The policy not only faces opposition in court. One who takes particular exception to it is Virginia Congressman Bobby Scott, who sponsored PREA in 2003.  

“The Trump Administration’s action violates the spirit and intent of the Prison Rape Elimination Act by unfairly and unnecessarily putting transgender inmates at a higher risk of sexual assault,” Scott said in statement to INTO.

Saenz worries that the new BOP policy will also muddy the waters around PREA compliance beyond federal prisons.

“It sets a dangerous precedent that we hope states do not take this as a green light to implement some harmful changes,” he said.

Despite PREA, transgender prisoners have faced extraordinary high rates of violence behind bars in the U.S. A California study found that transgender inmates were 13 times more likely to be sexually abused behind bars than cisgender people.

The Colorado Department of Corrections is refusing to house transgender inmate Lindsay Saunders with women despite pleas from her attorney and local lawmakers.
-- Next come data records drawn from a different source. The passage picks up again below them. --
Issue #5413, opened 2019-08-08
Cached header combination dropping headers when repeated name present


thierryd:
I have upgraded my project to Retrofit 2.6.1 and OkHttp 4.0.1
Everything seem to work, except when the server returns a 304. Retrofit can't seem to parse the response from the cache (it tries to parse an empty response).

Rolling back to Retrofit 2.5.0 and OkHttp 3.14.0 fix the issue.

swankjesse:
@thierryd fantastic investigation. We’ll fix this ASAP and cut a patch release.

PR #5415, opened 2019-09-05
Fix a regression in combining cache headers

swankjesse:
This was introduced with our migration to Kotlin. Iterating over the indices
of the header names doesn't work because header names are not distinct.

Closes: https://github.com/square/okhttp/issues/5413


swankjesse:
Introduced here:   https://github.com/square/okhttp/pull/4997

Issue #5419, opened 2019-09-05
HttpLoggingInterceptor does not respect RequestBody.isOneShot()


DavidJRobertson:
HttpLoggingInterceptor should check the value of the `request.body.isOneShot()`, and if so, should not attempt to read/log the body contents and instead print a message stating that it was skipped.

PR #5420, opened 2019-09-05
HttpLoggingInterceptor: respect RequestBody.isOneShot()

DavidJRobertson:
Currently, if we have a one-shot request body and try to use the logging interceptor with `Level.BODY`, the `RequestBody.writeTo` method will be called twice. This is broken behaviour.

See #5419

### DIFF
--- a/okhttp-logging-interceptor/src/test/java/okhttp3/logging/HttpLoggingInterceptorTest.java
+++ b/okhttp-logging-interceptor/src/test/java/okhttp3/logging/HttpLoggingInterceptorTest.java
@@ -875,6 +875,53 @@ public final class HttpLoggingInterceptorTest {
         .assertNoMoreLogs();
   }
 
+
+
+  @Test public void oneShotRequestsAreNotLogged() throws Exception {
+    url = server.url("/");
+
+    setLevel(Level.BODY);
+
+    server.enqueue(new MockResponse()
+                           .setBody("Hello response!"));
+
+    RequestBody asyncRequestBody = new RequestBody() {
+      @Override public @Nullable MediaType contentType() {
+        return null;
+      }
+
+      int counter = 0;
+      @Override public void writeTo(BufferedSink sink) throws IOException {
+        counter++;
+        assertThat(counter).isLessThanOrEqualTo(1);
+
+        sink.writeUtf8("Hello request!");
+        sink.close();
+      }
+
+      @Override public boolean isOneShot() {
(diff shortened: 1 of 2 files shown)


JakeWharton:
We already buffer the entire request body. We can just `clone()` the `Buffer` and replace the original `RequestBody` (which also would make it no longer one-shot to downstream interceptors).

DavidJRobertson:
You could do, but if the `RequestBody` is trying to keep track of an upload's progress as well, that would be broken by cloning the buffer.

JakeWharton:
It's already broken in that case for non-one-shot bodies though, and I don't think one-shot is synonymous with indicating that a body that requires streaming.

DavidJRobertson:
True, but is it not reasonable to work around that by saying that if you're tracking progress in a RequestBody then it should/must be one-shot. If it wasn't one-shot, you would get garbage data anyway...

swankjesse:
I assume buffering a one-shot body is probably awkward – one shot is most useful for transient streams like live video from the camera or live audio from the microphone.

@DavidJRobertson mind adding a test?

okhttp-logging-interceptor/src/test/java/okhttp3/logging/HttpLoggingInterceptorTest.java
```diff
@@ -875,6 +875,53 @@ public void headersAreRedacted() throws Exception {
         .assertNoMoreLogs();
   }
 
+
```
yschimke: nit: remove 2 additional lines

yschimke:
```suggestion
```

okhttp-logging-interceptor/src/test/java/okhttp3/logging/HttpLoggingInterceptorTest.java
```diff
@@ -875,6 +875,53 @@ public void headersAreRedacted() throws Exception {
...
+
```
yschimke:
```suggestion
```

okhttp-logging-interceptor/src/test/java/okhttp3/logging/HttpLoggingInterceptorTest.java
yschimke: Not sure if this works :)

Issue #5412, opened 2019-09-04
HttpLoggingInterceptor: faulty binary request/response detection 


DavidJRobertson:
HttpLoggingInterceptor sometimes omits request/response bodies from logs if it thinks that it contains binary data. However, the `Buffer.isProbablyUtf8()` method doesn't reliably detect binary data, especially when the file format begins with a textual header.

This results in the logs being completely overwhelmed with useless binary data. For instance, this occurs frequently for me when uploading (10MB chunks of) mp4 video:
<img width="1969" alt="Screenshot 2019-09-04 at 15 01 28" src="https://user-images.githubusercontent.com/357772/64261780-f6ecd800-cf24-11e9-9ad8-05382e6e7f54.png">

Perhaps it would be better to examine the Content-Type and/or Content-Length headers first to see if we have a binary type or very large body, before falling back to `isProbablyUtf8()` if these headers are not present.

Alternatively, it might be worth making `isProbablyUtf8()` examine more than just the first 64 bytes / 16 UTF-8 code points before making a decision.

yschimke:
Won't fix, this should probably be a separate project.  It's interesting enough on it's own, but a distraction for OkHttp.

PR #5421, opened 2019-09-05
HttpLoggingInterceptor: improve detection of binary request/response bodies

DavidJRobertson:
See #5412 

Now checking the content type to see if it looks like a binary type when deciding whether or not to omit the body content from the logs.

### DIFF
--- a/okhttp-logging-interceptor/src/main/java/okhttp3/logging/HttpLoggingInterceptor.kt
+++ b/okhttp-logging-interceptor/src/main/java/okhttp3/logging/HttpLoggingInterceptor.kt
@@ -19,6 +19,7 @@ import okhttp3.Headers
 import okhttp3.Interceptor
 import okhttp3.OkHttpClient
 import okhttp3.Response
+import okhttp3.MediaType
 import okhttp3.internal.http.promisesBody
 import okhttp3.internal.platform.Platform
 import okhttp3.internal.platform.Platform.Companion.INFO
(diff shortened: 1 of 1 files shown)


okhttp-logging-interceptor/src/main/java/okhttp3/logging/HttpLoggingInterceptor.kt
```diff
@@ -285,4 +288,23 @@ class HttpLoggingInterceptor @JvmOverloads constructor(
     return !contentEncoding.equals("identity", ignoreCase = true) &&
         !contentEncoding.equals("gzip", ignoreCase = true)
   }
+    private fun mediaTypeIsProbablyBinary(mediaType: MediaType?): Boolean {
+        val type = mediaType?.type
+        val subType = mediaType?.subtype
+
+        val binaryTypes = listOf("audio", "binary", "font", "image", "video")
+        val binaryApplicationSubtypes = listOf("binary", "excel", "java-archive", "java-vm", "lzx",
```
swankjesse: I very much do not want to maintain this list of binary media types. Wanna make this the user’s problem by using the same strategy as `headersToRedact`?

I think this also wants us to finally finish this: https://github.com/square/okhttp/issues/782

yschimke:
@DavidJRobertson The other option here is for someone interested in this functionality to make a better HttpLoggingInterceptor as a library.  There are an infinite number of small features people want and having an active user/maintainer of this could help to point to a small focused library.  @JakeWharton has a ton of these small libraries and the model works well there. Maybe 2 small libraries, one with common media types, and the logger.

yschimke:
The reason I specifically suggest the library approach here, is this sort of feature only really works if it's implemented as sensible defaults.  By the point we ask users to define setup calls to headersToRedact, they are likely to consider other options like implementing their own or using a library.  At the same time, I agree that we don't want the core library to be making arbitrary decisions like this.  Maybe the right thing to do here is actually to show hex output in a nice format?

swankjesse:
Agreed. Closing for now.

Issue #5422, opened 2019-09-06
Acknowledge inbound SETTINGS before using new flow control window budget


swankjesse:
From [nghttp2](https://github.com/nghttp2/nghttp2/blob/master/lib/nghttp2_session.c), the HTTP/2 backend inside Envoy:

```
/*
 * Now we have SETTINGS synchronization, flow control error can be
 * detected strictly. If DATA frame is received with length > 0 and
 * current received window size + delta length is strictly larger than
 * local window size, it is subject to FLOW_CONTROL_ERROR, so return
 * -1. Note that local_window_size is calculated after SETTINGS ACK is
 * received from peer, so peer must honor this limit. If the resulting
 * recv_window_size is strictly larger than NGHTTP2_MAX_WINDOW_SIZE,
 * return -1 too.
 */
```

OkHttp transmits its outbound `SETTINGS ACK` frame asynchronously. It’s possible that it’ll be transmitted after outbound `DATA` frames that use the newer, larger window. And that’ll cause nghttp2 to fail our streams with `FLOW_CONTROL_ERROR`.

To interop best with nghttp2 we need to transmit the `SETTINGS ACK` frame before adjusting our flow control window.

PR #5423, opened 2019-09-06
Change the way flow control windows are tracked.

swankjesse:
Previously we tracked how many bytes we had left in a single value. With
this updatee we track the current value and the budget separately. I am
not worried about overflowing Long.MAX_VALUE.

I made this change in the process of diagnosing this:
https://github.com/square/okhttp/issues/5422

### DIFF
--- a/okhttp/src/test/java/okhttp3/internal/http2/Http2ConnectionTest.java
+++ b/okhttp/src/test/java/okhttp3/internal/http2/Http2ConnectionTest.java
@@ -37,7 +37,6 @@ import okio.Sink;
 import okio.Source;
 import okio.Utf8;
 import org.junit.After;
-import org.junit.Before;
 import org.junit.Rule;
 import org.junit.Test;
 import org.junit.rules.TestRule;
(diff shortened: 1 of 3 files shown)


okhttp/src/test/java/okhttp3/internal/http2/Http2ConnectionTest.java
```diff
@@ -1749,25 +1752,31 @@
...
+    assertThat(stream1.getWriteBytesMaximum()).isEqualTo(DEFAULT_INITIAL_WINDOW_SIZE);
 
     // receiving a window update on the connection will unblock new streams.
     connection.getReaderRunnable().windowUpdate(0, 3);
 
-    assertThat(connection.getBytesLeftInWriteWindow()).isEqualTo(3);
-    assertThat(connection.getStream(3).getBytesLeftInWriteWindow()).isEqualTo(0);
+    assertThat(connection.getWriteBytesMaximum()).isEqualTo(DEFAULT_INITIAL_WINDOW_SIZE + 3);
+    assertThat(connection.getWriteBytesTotal()).isEqualTo(DEFAULT_INITIAL_WINDOW_SIZE);
+    assertThat(stream1.getWriteBytesTotal()).isEqualTo(DEFAULT_INITIAL_WINDOW_SIZE);
```
yschimke: ubernit: switching the order of maximum and total, but not an issue.

swankjesse: Ooh yes, fixed.

PR #5427, opened 2019-09-07
Make it easier to decode PEM files

swankjesse:
I'm starting with the thing I want first; reusing a HeldCertificate
across VM invocations.

Later we might want to create entire HandshakeCertificates objects
by stringing together many certificates from a single file.

### DIFF
--- a/okhttp-tls/src/main/java/okhttp3/tls/HeldCertificate.kt
+++ b/okhttp-tls/src/main/java/okhttp3/tls/HeldCertificate.kt
@@ -16,7 +16,9 @@
 package okhttp3.tls
 
 import okhttp3.internal.canParseAsIpAddress
+import okio.Buffer
 import okio.ByteString
+import okio.ByteString.Companion.decodeBase64
 import okio.ByteString.Companion.toByteString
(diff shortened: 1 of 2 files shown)


okhttp-tls/src/main/java/okhttp3/tls/HeldCertificate.kt
```diff
@@ -27,17 +29,24 @@ import org.bouncycastle.asn1.x509.X509Extensions
...
+import java.security.cert.CertificateFactory
 import java.security.cert.X509Certificate
+import java.security.interfaces.ECPublicKey
 import java.security.interfaces.RSAPrivateKey
+import java.security.interfaces.RSAPublicKey
+import java.security.spec.PKCS8EncodedKeySpec
 import java.util.Date
 import java.util.UUID
 import java.util.concurrent.TimeUnit
+import java.util.regex.Pattern
```
yschimke: Why not use kotlin APIs here?

swankjesse: Just habit. Migrated to Kotlin APIs and they fit this problem even better.

PR #5431, opened 2019-09-08
Acknowledge and apply inbound settings atomically

swankjesse:
Closes: https://github.com/square/okhttp/issues/5422

Unfortunately testing this is awkward because it's racy. I did
run a stress test that used to reproduce the problem, and now it
doesn't, so I am satisfied.

### DIFF
--- a/okhttp/src/main/java/okhttp3/internal/http2/Http2Connection.kt
+++ b/okhttp/src/main/java/okhttp3/internal/http2/Http2Connection.kt
@@ -138,7 +138,6 @@ class Http2Connection internal constructor(builder: Builder) : Closeable {
   var writeBytesMaximum: Long = peerSettings.initialWindowSize.toLong()
     private set
 
-  internal var receivedInitialPeerSettings = false
   internal val socket: Socket = builder.socket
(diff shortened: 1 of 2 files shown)


okhttp/src/main/java/okhttp3/internal/http2/Http2Connection.kt
```diff
@@ -660,43 +659,53 @@ class Http2Connection internal constructor(builder: Builder) : Closeable {
...
+     * We need to apply the settings and ack them atomically. This is because some HTTP/2
+     * implementations (nghttp2) forbid peers from taking advantage of settings before they have
+     * acknowledged! In particular, we shouldn't send frames that assume a new `initialWindowSize`
+     * until we send the frame that acknowledges this new size.
+     *
+     * Since we can't ACK settings on the current reader thread (the reader thread can't write) we
+     * execute all peer settings logic on the writer thread. This relies on the fact that the
+     * writer executor won't reorder tasks; otherwise settings could be applied in the opposite
+     * order than received.
+     */
```
swankjesse: this function diffs better with GitHub’s _Hide whitespace changes_ setting.

Issue #5432, opened 2019-09-09
Certificate pinning: ability to apply pins to all subdomains


DavidJRobertson:
The wildcard support in CertificatePinner is very limited. In some cases, we may not know all of the subdomains which may be used in advance, but yet still want to apply pinning across them all.

This could be implemented by changing the behaviour of the wildcards, but this would potentially impact existing users. I think it's a better idea to add a boolean flag or separate builder method which causes all subdomains to be included.

PR #5433, opened 2019-09-09
Allow pinning all subdomains (including sub-subdomains) in CertificatePinner.Builder

DavidJRobertson:
See #5432

### DIFF
--- a/okhttp/src/main/java/okhttp3/CertificatePinner.kt
+++ b/okhttp/src/main/java/okhttp3/CertificatePinner.kt
@@ -240,36 +240,28 @@ class CertificatePinner internal constructor(
 
   internal data class Pin(
     /** A hostname like `example.com` or a pattern like `*.example.com`. */
-    val pattern: String,
+val pattern: String,
     /** The canonical hostname, i.e. `EXAMPLE.com` becomes `example.com`. */
-    private val canonicalHostname: String,
-    /** If true, all subdomains of the domain are included (including sub-subdomains etc). If true, wildcard matching is not applied. */
-    val includeSubdomains: Boolean,
+private val canonicalPattern: String,
     /** Either `sha1/` or `sha256/`. */
-    val hashAlgorithm: String,
+val hashAlgorithm: String,
     /** The hash of the pinned certificate using [hashAlgorithm]. */
-    val hash: ByteString
+val hash: ByteString
   ) {
     fun matches(hostname: String): Boolean {
-      if (includeSubdomains) {
-        val patternSegments = pattern.split('.').reversed()
-        val hostnameSegments = hostname.split('.').reversed()
-        if (patternSegments.size > hostnameSegments.size) {
+      val patternSegments = canonicalPattern.split('.').reversed()
+      val hostnameSegments = hostname.split('.').reversed()
+      if (patternSegments.size != hostnameSegments.size && patternSegments.last() != "**") {
+        return false
+      }
+      for (i in patternSegments.indices) {
+        val patternSegment = patternSegments[i]
+        val hostnameSegment = hostnameSegments.getOrNull(i) ?: return false
+        if (patternSegment != hostnameSegment && patternSegment != "*" && patternSegment != "**") {
           return false
         }
-        for (i in patternSegments.indices) {
-          if (patternSegments[i] != hostnameSegments[i]) {
-            return false
-          }
-        }
-        return true
-      } else if (pattern.startsWith(WILDCARD)) {
-        val firstDot = hostname.indexOf('.')
-        return hostname.length - firstDot - 1 == canonicalHostname.length &&
-                  hostname.startsWith(canonicalHostname, startIndex = firstDot + 1)
-      } else {
-        return hostname == canonicalHostname
       }
+      return true
     }
 
     override fun toString(): String = hashAlgorithm + hash.base64()
@@ -283,34 +275,19 @@ class CertificatePinner internal constructor(
      * Pins certificates for `pattern`.
      *
      * @param pattern lower-case host name or wildcard pattern such as `*.example.com`.
-     * @param includeSubdomains Set this to true to include all subdomains of the given domain. If
-     * true, wildcard matching is turned off.
-     * @param pins SHA-256 or SHA-1 hashes. Each pin is a hash of a certificate's Subject Public Key
-     * Info, base64-encoded and prefixed with either `sha256/` or `sha1/`.
-     */
-    fun add(pattern: String, includeSubdomains: Boolean, vararg pins: String) = apply {
-      for (pin in pins) {
-        this.pins.add(newPin(pattern, includeSubdomains, pin))
-      }
-    }
-
-    /**
-     * Pins certificates for `pattern`.
-     *
-     * @param pattern lower-case host name or wildcard pattern such as `*.example.com`.
      * @param pins SHA-256 or SHA-1 hashes. Each pin is a hash of a certificate's Subject Public Key
      * Info, base64-encoded and prefixed with either `sha256/` or `sha1/`.
      */
     fun add(pattern: String, vararg pins: String) = apply {
-      add(pattern, false, *pins)
+      for (pin in pins) {
+        this.pins.add(newPin(pattern, pin))
+      }
     }
 
     fun build(): CertificatePinner = CertificatePinner(pins.toSet(), null)
   }
 
   companion object {
-    internal const val WILDCARD = "*."
-
     @JvmField
     val DEFAULT = Builder().build()
 
@@ -333,26 +310,16 @@ class CertificatePinner internal constructor(
         publicKey.encoded.toByteString().sha256()
 
     internal fun newPin(pattern: String, pin: String): Pin {
-      return newPin(pattern, false, pin)
-    }
-    internal fun newPin(pattern: String, includeSubdomains: Boolean, pin: String): Pin {
-      val canonicalHostname = when {
-        pattern.startsWith(WILDCARD) -> {
-          "http://${pattern.substring(WILDCARD.length)}".toHttpUrl().host
-        }
-        else -> {
-          "http://$pattern".toHttpUrl().host
-        }
-      }
+      val canonicalPattern = "https://$pattern".toHttpUrl().host
 
       return when {
         pin.startsWith("sha1/") -> {
           val hash = pin.substring("sha1/".length).decodeBase64()!!
-          Pin(pattern, canonicalHostname, includeSubdomains, "sha1/", hash)
+          Pin(pattern, canonicalPattern, "sha1/", hash)
         }
         pin.startsWith("sha256/") -> {
           val hash = pin.substring("sha256/".length).decodeBase64()!!
-          Pin(pattern, canonicalHostname, includeSubdomains, "sha256/", hash)
+          Pin(pattern, canonicalPattern, "sha256/", hash)
         }
         else -> throw IllegalArgumentException("pins must start with 'sha256/' or 'sha1/': $pin")
       }
--- a/okhttp/src/main/java/okhttp3/CertificatePinner.kt
+++ b/okhttp/src/main/java/okhttp3/CertificatePinner.kt
@@ -260,8 +260,8 @@ val hash: ByteString
       for (i in patternSegments.indices) {
         val patternSegment = patternSegments[i]
         if (patternSegment != "**") {
-          val hostnameSegmentN = hostnameSegments.getOrNull(i)
-          if (patternSegment != hostnameSegmentN && (patternSegment != "*" || hostnameSegmentN == null)) {
+          val hostnameSegment = hostnameSegments.getOrNull(i)
+          if (patternSegment != hostnameSegment && (patternSegment != "*" || hostnameSegment == null)) {
             return false
           }
         }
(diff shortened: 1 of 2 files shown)


yschimke:
It seems preferable that pinning logic matches details from the certs. I.e. only a single level of sub domains. And wildcard seems already supported.

DavidJRobertson:
Android's network security config has a flag to allow using all subdomains including sub-subdomains (https://developer.android.com/training/articles/security-config#domain).

I understand that wildcard certs only match one level (like the existing pinning implementation) and maybe it is generally advisable to make the pins exactly match the certificates, but I don't think this should be forced upon developers.

In my use case, I am communicating with an API developed by another team, with multiple separate server instances. URLs for most actions come from server responses rather than being hard-coded on the client side. We have an agreement on pinning certain CA certificates, but still, the exact subdomains in use are an implementation detail of the API servers which may be subject to change without warning. For this reason, we would like to pin all subdomains of a given domain.

swankjesse:
I think this is pretty confusing, especially since it seems to compete with the wildcard rather than complement it.

How do you feel about say, `**.squareup.com` or `*.*.squareup.com` ?

DavidJRobertson:
That's a fair point. Double asterisk could work, for sure.

 It might also be worth supporting multiple asterisks like in your second example, though I presume this wouldn't be intended to match `a.b.c.squareup.com`, so it's probably not what I want to use in my app.

swankjesse:
Lets go with `**.squareup.com` for any number of subdomains.

swankjesse:
Please follow our contributor’s guideline, including completing our individual CLA.
https://square.github.io/okhttp/contributing/

okhttp/src/main/java/okhttp3/CertificatePinner.kt
```diff
@@ -240,21 +240,28 @@ class CertificatePinner internal constructor(
...
     /** The hash of the pinned certificate using [hashAlgorithm]. */
-    val hash: ByteString
+val hash: ByteString
   ) {
     fun matches(hostname: String): Boolean {
-      if (pattern.startsWith(WILDCARD)) {
-        val firstDot = hostname.indexOf('.')
-        return hostname.length - firstDot - 1 == canonicalHostname.length &&
-            hostname.startsWith(canonicalHostname, startIndex = firstDot + 1)
+      val patternSegments = canonicalPattern.split('.').reversed()
```
yschimke: I think avoiding this work when a simple hostname is used is still desirable.  Optimise for the == case.

Also Pin gives you a natural place to cache some of this work rather than computing each time.  Ultimately if a wildcard is in place, it may we worth checking endsWith before splitting anything.

okhttp/src/main/java/okhttp3/CertificatePinner.kt
```diff
@@ -305,23 +310,16 @@ class CertificatePinner internal constructor(
...
     internal fun newPin(pattern: String, pin: String): Pin {
-      val canonicalHostname = when {
-        pattern.startsWith(WILDCARD) -> {
-          "http://${pattern.substring(WILDCARD.length)}".toHttpUrl().host
-        }
-        else -> {
-          "http://$pattern".toHttpUrl().host
-        }
-      }
+      val canonicalPattern = "https://$pattern".toHttpUrl().host
```
yschimke: This seems questionable since * isn't a valid host character. Why simplify here?

okhttp/src/test/java/okhttp3/CertificatePinnerTest.java
```diff
@@ -189,4 +189,53 @@
...
+    } catch (SSLPeerUnverifiedException expected) {}
+    try {
+      certificatePinner.check("foo.bar.baz.example.co.uk", certB1.certificate());
+      fail();
+    } catch (SSLPeerUnverifiedException expected) {}
+
+    // Should not be pinned:
+    certificatePinner.check("uk", certB1.certificate());
+    certificatePinner.check("co.uk", certB1.certificate());
+    certificatePinner.check("example.co.uk", certB1.certificate());
```
yschimke: Is it worth discussing this case for **?

okhttp/src/test/java/okhttp3/CertificatePinnerTest.java
```diff
@@ -189,4 +189,53 @@
...
+    certificatePinner.check("anotherexample.co.uk", certB1.certificate());
+  }
+
+  @Test public void checkForHostnameWithMultipleWildcardSegments() throws Exception {
+    CertificatePinner certificatePinner = new CertificatePinner.Builder()
+            .add("*.*.example.co.uk", certA1Sha256Pin)
```
yschimke: Worth documenting this as it looks like a very generic feature.  Should *.example.* also work? e.g. companies that register with multiple countries?

okhttp/src/main/java/okhttp3/CertificatePinner.kt
DavidJRobertson: Yes, but it does seem to work fine. This is required for punycode expansion, otherwise, existing tests would fail.

DavidJRobertson:
> Please follow our contributor’s guideline, including completing our individual CLA.
> https://square.github.io/okhttp/contributing/

Done

okhttp/src/main/java/okhttp3/CertificatePinner.kt
yschimke: Yes, but maybe '(?:\\*{1,2}\\.)+' should be stripped before converting in case we make HttpUrl stricter here?

okhttp/src/test/java/okhttp3/CertificatePinnerTest.java
DavidJRobertson: I thought that if `*.example.com` did not include `example.com`, it would be confusing for `**.example.com` to include `example.com`.

yschimke: If people used this with Ant file patterns, which show up elsewhere.  It specifically means zero or more.

https://ant.apache.org/manual/dirtasks.html

> To make things a bit more flexible, we add one extra feature, which makes it possible to match multiple directory levels. This can be used to match a complete directory tree, or a file anywhere in the directory tree. To do this, "**" must be used as the name of a directory. When ** is used as the name of a directory in the pattern, it matches zero or more directories. For example: /test/** matches all files/directories under /test/, such as /test/x.java, or /test/foo/bar/xyz.html, but not /xyz.xml.

okhttp/src/main/java/okhttp3/CertificatePinner.kt
DavidJRobertson: I have added a shortcut path for exact matches.

okhttp/src/test/java/okhttp3/CertificatePinnerTest.java
DavidJRobertson: I am happy to implement it either way. I guess as long as it is documented it will be fine.

@swankjesse any thoughts on this?

okhttp/src/main/java/okhttp3/CertificatePinner.kt
DavidJRobertson: Now using String.toCanonicalHost() directly

okhttp/src/test/java/okhttp3/CertificatePinnerTest.java
DavidJRobertson: I don't see any good reason not to support it. I have added a test for wildcard segments that are not at the bottom level.

okhttp/src/test/java/okhttp3/CertificatePinnerTest.java
swankjesse: I think it’s easy enough if we say `*.example.com` matches exactly one level, and `**.example.com` matches any number.

okhttp/src/test/java/okhttp3/CertificatePinnerTest.java
swankjesse: I do not want `.*` at the end. There’s lots of weird new failure modes this introduces.

okhttp/src/test/java/okhttp3/CertificatePinnerTest.java
DavidJRobertson: I'm not sure whether you mean I should implement the change (to have `**.example.com` match `example.com`) or not.

swankjesse: ### Single star: match exactly one.

`*.example.com`
 - Matches `foo.example.com`
 - Does not match `foo.bar.example.com`, or `example.com`.

### Two stars: match zero or more.

`**.example.com`
Matches `example.com`, `foo.example.com`, and `foo.bar.example.com`.

DavidJRobertson: Thanks for the clarification.

okhttp/src/test/java/okhttp3/CertificatePinnerTest.java
DavidJRobertson: I have made attempts to use a wildcard TLD result in an IllegalArgumentException

okhttp/src/test/java/okhttp3/CertificatePinnerTest.java
DavidJRobertson: I have implemented this change.

okhttp/src/main/java/okhttp3/CertificatePinner.kt
```diff
@@ -90,13 +90,19 @@ import javax.net.ssl.SSLPeerUnverifiedException
...
  *
- *  1. Asterisk `*` is only permitted in the left-most domain name label and must be the only
- *     character in that label (i.e., must match the whole left-most label). For example,
- *     `*.example.com` is permitted, while `*a.example.com`, `a*.example.com`, `a*b.example.com`,
- *     `a.*.example.com` are not permitted.
- *  2. Asterisk `*` cannot match across domain name labels. For example, `*.example.com` matches
+ *  1. Where used, asterisk `*` (or double-asterisk `**`) must be the only text in the label. For
+ *     example, `*.example.com` is permitted, while `*a.example.com`, `a*.example.com`, and
+ *     `a*b.example.com` are not permitted.
+ *  2. Asterisk `*` can appear multiple times but must not appear in the top-level label. For
```
swankjesse: Is anyone asking for this? I’d really just prefer three modes

`example.com`
`*.example.com`
`**.example.com`

The multiple asterixes seems like an unnecessary departure from the SubjectAltName feature that we’re trying to emulate here.

okhttp/src/main/java/okhttp3/CertificatePinner.kt
```diff
@@ -240,21 +246,33 @@ class CertificatePinner internal constructor(
 
   internal data class Pin(
     /** A hostname like `example.com` or a pattern like `*.example.com`. */
-    val pattern: String,
+val pattern: String,
```
swankjesse: Kotlin style here: https://github.com/square/java-code-styles

okhttp/src/main/java/okhttp3/CertificatePinner.kt
DavidJRobertson: Personally I don't plan on using multiple asterisks, but I can conceive of uses for it. If you feel like it wouldn't be beneficial then I'm happy to get rid of it.

okhttp/src/main/java/okhttp3/CertificatePinner.kt
```diff
@@ -305,23 +305,18 @@ class CertificatePinner internal constructor(
...
     internal fun newPin(pattern: String, pin: String): Pin {
-      val canonicalHostname = when {
-        pattern.startsWith(WILDCARD) -> {
-          "http://${pattern.substring(WILDCARD.length)}".toHttpUrl().host
-        }
-        else -> {
-          "http://$pattern".toHttpUrl().host
-        }
-      }
+      require(!pattern.endsWith("*")) { "Invalid pattern: TLD cannot be a wildcard" }
```
yschimke: This line bugs me, because lots of other patterns are invalid.  e.g. * in the middle.

We should express this something closer to, "Patterns must start with wildcard when present".

okhttp/src/main/java/okhttp3/CertificatePinner.kt
```diff
@@ -239,22 +241,22 @@ class CertificatePinner internal constructor(
...
     /** The hash of the pinned certificate using [hashAlgorithm]. */
     val hash: ByteString
   ) {
+
     fun matches(hostname: String): Boolean {
-      if (pattern.startsWith(WILDCARD)) {
-        val firstDot = hostname.indexOf('.')
-        return hostname.length - firstDot - 1 == canonicalHostname.length &&
-            hostname.startsWith(canonicalHostname, startIndex = firstDot + 1)
+      val ending by lazy { pattern.substringAfter(".") }
```
yschimke: Having lazy inside the method seems like non idiomatic kotlin to me. I'd suggest another round of cleanup of the logic. I think it's right, and I'm not against landing, but I suspect there is a nicer succinct version of this hidden here.

One suggestion, TIOLI: maybe pulling out this wildcard matching into a internal sealed class that you test separately from Pin?

swankjesse:
Merged manually. I also changed the matching code to avoid allocations and added more tests.
https://github.com/square/okhttp/commit/4b0885860b9f1cf35f0a081b0916a7b835d224d6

She has reportedly been sexually assaulted twice in custody and faces daily abuse from her peers and prison staff.

The Philadelphia Department of Corrections is likewise facing difficult questions over its decision to house a transgender woman arrested at Pride with men earlier this month.

Challenges to those placements could become more difficult now that the Department of Justice has confused the rule of law, say advocates.

“At a minimum, it sends the completely wrong message,” said Thompson. “I think the clearest evidence is really just pointing to what can only be described as an anti-trans bigotry that animates the actions of this Department of Justice.”